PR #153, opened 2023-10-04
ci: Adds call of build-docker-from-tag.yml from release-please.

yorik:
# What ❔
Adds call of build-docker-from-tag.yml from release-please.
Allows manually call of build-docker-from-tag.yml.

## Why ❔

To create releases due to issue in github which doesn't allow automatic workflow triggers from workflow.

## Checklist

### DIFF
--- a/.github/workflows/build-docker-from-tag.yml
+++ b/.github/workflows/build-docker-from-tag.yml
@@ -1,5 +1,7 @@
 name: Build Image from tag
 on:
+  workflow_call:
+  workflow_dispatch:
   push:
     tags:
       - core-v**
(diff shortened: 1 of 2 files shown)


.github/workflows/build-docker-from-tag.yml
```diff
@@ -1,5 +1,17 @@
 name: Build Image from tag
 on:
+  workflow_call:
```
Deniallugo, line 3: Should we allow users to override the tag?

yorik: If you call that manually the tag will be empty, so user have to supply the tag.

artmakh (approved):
==*==
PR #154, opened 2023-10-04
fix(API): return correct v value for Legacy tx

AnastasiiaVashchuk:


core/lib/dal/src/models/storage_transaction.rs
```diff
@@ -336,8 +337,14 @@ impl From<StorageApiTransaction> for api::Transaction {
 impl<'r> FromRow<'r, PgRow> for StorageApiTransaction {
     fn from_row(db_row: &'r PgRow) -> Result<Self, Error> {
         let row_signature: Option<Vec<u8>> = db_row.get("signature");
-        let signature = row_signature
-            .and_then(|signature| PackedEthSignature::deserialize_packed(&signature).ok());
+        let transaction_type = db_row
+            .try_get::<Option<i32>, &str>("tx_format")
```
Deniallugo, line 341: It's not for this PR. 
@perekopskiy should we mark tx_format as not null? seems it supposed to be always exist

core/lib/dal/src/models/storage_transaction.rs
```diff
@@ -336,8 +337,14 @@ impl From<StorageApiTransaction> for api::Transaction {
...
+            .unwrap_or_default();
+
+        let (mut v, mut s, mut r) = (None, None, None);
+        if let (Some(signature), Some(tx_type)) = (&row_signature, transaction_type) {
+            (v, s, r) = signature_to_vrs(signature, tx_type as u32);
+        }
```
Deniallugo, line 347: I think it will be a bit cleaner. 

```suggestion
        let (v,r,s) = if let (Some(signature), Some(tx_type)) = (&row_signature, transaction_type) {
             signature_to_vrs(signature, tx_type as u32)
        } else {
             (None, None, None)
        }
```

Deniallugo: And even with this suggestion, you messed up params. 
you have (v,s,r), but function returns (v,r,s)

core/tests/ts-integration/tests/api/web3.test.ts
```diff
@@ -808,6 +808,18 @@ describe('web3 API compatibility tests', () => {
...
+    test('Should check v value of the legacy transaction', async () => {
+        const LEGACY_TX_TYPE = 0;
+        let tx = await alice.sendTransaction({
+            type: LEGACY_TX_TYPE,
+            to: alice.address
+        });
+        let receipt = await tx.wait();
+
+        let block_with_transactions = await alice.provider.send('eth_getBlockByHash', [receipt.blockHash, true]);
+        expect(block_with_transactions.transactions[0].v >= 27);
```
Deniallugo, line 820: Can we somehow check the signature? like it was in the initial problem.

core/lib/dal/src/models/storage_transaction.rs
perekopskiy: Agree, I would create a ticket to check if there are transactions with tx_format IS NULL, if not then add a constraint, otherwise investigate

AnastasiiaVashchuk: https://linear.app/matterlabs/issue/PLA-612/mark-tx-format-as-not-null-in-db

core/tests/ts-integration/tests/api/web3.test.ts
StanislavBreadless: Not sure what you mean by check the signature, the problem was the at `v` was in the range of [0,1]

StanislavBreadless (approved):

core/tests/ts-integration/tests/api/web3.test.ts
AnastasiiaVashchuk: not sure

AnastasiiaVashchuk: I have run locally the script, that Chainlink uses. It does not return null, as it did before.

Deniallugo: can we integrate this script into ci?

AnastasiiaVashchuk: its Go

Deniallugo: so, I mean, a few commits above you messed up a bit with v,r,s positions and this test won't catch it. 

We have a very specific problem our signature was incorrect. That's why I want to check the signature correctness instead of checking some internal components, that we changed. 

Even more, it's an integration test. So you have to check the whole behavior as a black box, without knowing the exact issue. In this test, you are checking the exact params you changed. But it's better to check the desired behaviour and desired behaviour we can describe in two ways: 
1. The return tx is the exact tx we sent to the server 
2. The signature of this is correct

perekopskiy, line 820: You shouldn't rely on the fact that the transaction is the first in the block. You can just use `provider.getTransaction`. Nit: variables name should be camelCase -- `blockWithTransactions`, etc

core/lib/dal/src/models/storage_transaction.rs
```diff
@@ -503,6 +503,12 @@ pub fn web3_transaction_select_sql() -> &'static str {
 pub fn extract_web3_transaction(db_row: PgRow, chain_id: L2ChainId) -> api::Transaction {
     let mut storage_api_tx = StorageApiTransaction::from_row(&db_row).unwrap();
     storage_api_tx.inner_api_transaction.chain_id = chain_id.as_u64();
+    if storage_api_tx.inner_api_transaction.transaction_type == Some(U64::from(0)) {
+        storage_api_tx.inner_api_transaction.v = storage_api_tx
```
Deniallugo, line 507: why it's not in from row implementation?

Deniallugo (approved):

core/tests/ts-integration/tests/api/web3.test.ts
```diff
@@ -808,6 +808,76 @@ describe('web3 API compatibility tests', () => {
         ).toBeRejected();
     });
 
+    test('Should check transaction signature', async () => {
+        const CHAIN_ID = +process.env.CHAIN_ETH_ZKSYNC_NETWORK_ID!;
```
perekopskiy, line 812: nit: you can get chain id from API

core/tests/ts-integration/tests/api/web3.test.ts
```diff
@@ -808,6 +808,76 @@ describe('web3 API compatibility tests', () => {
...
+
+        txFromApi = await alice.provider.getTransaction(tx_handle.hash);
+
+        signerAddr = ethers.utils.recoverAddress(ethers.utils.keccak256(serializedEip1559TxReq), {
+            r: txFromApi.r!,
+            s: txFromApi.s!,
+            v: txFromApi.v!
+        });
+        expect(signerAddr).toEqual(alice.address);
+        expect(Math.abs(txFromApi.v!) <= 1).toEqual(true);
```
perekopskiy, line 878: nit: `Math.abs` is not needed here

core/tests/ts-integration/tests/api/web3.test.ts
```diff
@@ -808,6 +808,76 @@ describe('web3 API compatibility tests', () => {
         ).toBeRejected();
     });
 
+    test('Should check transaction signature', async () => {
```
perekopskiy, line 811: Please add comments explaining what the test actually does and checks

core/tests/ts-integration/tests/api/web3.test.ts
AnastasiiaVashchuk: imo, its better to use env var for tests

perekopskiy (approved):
==*==
> WORK TO BE COMPLETED
For the listing above, identify each line bearing "mean".

> TASK RESPONSE
StanislavBreadless: Not sure what you mean by check the signature, the problem was the at `v` was in the range of [0,1]
Deniallugo: so, I mean, a few commits above you messed up a bit with v,r,s positions and this test won't catch it. 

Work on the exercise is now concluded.